Dataset entries
▬▬▬▬▬▬
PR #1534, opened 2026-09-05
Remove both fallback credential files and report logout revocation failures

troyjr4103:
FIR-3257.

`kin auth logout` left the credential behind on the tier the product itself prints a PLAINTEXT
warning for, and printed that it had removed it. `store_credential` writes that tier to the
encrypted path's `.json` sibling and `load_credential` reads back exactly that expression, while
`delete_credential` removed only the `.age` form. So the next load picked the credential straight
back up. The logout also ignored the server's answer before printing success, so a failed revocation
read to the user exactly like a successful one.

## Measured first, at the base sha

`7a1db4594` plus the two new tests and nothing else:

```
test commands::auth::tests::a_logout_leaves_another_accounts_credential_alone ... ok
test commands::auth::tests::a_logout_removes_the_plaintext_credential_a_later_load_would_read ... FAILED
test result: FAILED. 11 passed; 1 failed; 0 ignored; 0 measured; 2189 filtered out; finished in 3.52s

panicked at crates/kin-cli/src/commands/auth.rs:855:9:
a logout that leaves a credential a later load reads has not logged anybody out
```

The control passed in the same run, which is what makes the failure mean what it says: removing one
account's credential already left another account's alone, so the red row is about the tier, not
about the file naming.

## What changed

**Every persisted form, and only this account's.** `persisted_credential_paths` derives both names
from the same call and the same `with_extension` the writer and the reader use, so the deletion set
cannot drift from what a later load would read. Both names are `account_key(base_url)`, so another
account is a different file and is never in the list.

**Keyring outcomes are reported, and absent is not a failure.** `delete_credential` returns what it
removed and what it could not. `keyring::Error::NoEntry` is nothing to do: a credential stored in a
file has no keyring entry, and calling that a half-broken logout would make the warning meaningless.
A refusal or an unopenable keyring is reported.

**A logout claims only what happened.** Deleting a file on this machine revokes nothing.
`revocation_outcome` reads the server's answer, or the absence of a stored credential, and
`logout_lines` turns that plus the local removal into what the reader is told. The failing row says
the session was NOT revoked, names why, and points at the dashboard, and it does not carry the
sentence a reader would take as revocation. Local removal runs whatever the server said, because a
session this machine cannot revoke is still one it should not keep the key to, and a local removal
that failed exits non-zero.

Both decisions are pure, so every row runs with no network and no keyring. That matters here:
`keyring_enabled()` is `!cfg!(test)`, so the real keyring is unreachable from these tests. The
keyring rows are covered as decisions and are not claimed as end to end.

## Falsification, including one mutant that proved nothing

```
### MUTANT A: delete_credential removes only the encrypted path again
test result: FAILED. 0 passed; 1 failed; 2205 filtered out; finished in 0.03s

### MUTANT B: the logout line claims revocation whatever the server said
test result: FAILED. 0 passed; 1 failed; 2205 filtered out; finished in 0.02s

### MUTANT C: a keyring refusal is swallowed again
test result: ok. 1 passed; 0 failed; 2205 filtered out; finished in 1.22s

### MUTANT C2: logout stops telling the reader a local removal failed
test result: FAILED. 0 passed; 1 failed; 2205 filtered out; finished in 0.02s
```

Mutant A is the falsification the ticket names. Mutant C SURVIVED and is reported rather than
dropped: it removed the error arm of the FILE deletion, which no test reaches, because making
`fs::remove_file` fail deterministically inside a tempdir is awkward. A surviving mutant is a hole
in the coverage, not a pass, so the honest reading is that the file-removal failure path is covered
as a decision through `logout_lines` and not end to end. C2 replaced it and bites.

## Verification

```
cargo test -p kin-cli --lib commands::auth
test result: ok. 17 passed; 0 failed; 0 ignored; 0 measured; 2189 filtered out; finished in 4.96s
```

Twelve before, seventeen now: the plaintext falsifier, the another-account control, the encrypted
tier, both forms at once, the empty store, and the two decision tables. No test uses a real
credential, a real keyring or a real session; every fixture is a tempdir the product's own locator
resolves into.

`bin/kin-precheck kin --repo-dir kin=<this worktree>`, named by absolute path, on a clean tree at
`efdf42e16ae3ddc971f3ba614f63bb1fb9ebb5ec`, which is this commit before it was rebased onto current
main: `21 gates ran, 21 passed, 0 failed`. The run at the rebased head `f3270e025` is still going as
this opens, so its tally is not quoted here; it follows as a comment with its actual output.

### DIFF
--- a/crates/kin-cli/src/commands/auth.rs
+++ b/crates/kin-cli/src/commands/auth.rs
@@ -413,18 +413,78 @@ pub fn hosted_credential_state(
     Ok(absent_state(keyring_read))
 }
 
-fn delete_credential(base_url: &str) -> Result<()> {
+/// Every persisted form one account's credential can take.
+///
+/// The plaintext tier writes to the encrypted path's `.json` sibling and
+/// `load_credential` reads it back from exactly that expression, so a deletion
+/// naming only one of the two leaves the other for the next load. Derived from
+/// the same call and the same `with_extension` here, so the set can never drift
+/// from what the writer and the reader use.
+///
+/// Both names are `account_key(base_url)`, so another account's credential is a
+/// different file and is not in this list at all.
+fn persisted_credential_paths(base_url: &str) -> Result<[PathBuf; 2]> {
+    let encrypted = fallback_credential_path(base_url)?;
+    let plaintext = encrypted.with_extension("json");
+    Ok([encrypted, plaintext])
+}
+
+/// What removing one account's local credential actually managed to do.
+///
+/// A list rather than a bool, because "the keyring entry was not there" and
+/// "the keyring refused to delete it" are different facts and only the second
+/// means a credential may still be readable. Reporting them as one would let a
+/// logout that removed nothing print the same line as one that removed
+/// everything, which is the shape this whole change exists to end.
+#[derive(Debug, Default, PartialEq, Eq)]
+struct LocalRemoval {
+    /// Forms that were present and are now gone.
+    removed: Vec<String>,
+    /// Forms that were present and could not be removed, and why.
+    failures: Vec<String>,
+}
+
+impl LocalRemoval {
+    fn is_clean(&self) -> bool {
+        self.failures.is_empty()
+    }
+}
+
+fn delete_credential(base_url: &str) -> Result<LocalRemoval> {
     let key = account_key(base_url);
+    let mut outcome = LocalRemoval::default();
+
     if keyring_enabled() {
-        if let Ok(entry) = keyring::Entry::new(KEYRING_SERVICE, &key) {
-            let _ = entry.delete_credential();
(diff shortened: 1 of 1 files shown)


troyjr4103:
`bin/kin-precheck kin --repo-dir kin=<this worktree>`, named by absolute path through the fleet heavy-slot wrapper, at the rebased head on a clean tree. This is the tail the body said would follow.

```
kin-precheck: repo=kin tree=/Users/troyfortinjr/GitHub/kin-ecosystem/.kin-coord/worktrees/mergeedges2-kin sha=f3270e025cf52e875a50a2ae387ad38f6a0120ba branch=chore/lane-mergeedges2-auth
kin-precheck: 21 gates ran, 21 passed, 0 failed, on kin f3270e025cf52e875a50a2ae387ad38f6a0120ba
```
▬▬▬▬▬▬
The problem ▸
If a line in the records above holds the string "next", copy it out.

Answer space ▸
`delete_credential` removed only the `.age` form. So the next load picked the credential straight
+/// naming only one of the two leaves the other for the next load. Derived from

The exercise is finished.